Brief:
Return the listing below word for word.

Materials provided:
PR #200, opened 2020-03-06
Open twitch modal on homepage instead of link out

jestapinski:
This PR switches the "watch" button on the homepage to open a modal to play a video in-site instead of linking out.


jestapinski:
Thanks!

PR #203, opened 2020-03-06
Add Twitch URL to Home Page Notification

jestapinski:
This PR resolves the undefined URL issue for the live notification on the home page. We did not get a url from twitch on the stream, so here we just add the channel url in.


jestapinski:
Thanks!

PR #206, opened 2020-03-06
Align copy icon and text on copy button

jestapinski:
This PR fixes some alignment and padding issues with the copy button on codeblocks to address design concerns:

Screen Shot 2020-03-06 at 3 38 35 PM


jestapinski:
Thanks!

Solution for this task:
PR #200, opened 2020-03-06
Open twitch modal on homepage instead of link out

jestapinski:
This PR switches the "watch" button on the homepage to open a modal to play a video in-site instead of linking out.


jestapinski:
Thanks!

PR #203, opened 2020-03-06
Add Twitch URL to Home Page Notification

jestapinski:
This PR resolves the undefined URL issue for the live notification on the home page. We did not get a url from twitch on the stream, so here we just add the channel url in.


jestapinski:
Thanks!

PR #206, opened 2020-03-06
Align copy icon and text on copy button

jestapinski:
This PR fixes some alignment and padding issues with the copy button on codeblocks to address design concerns:

Screen Shot 2020-03-06 at 3 38 35 PM


jestapinski:
Thanks!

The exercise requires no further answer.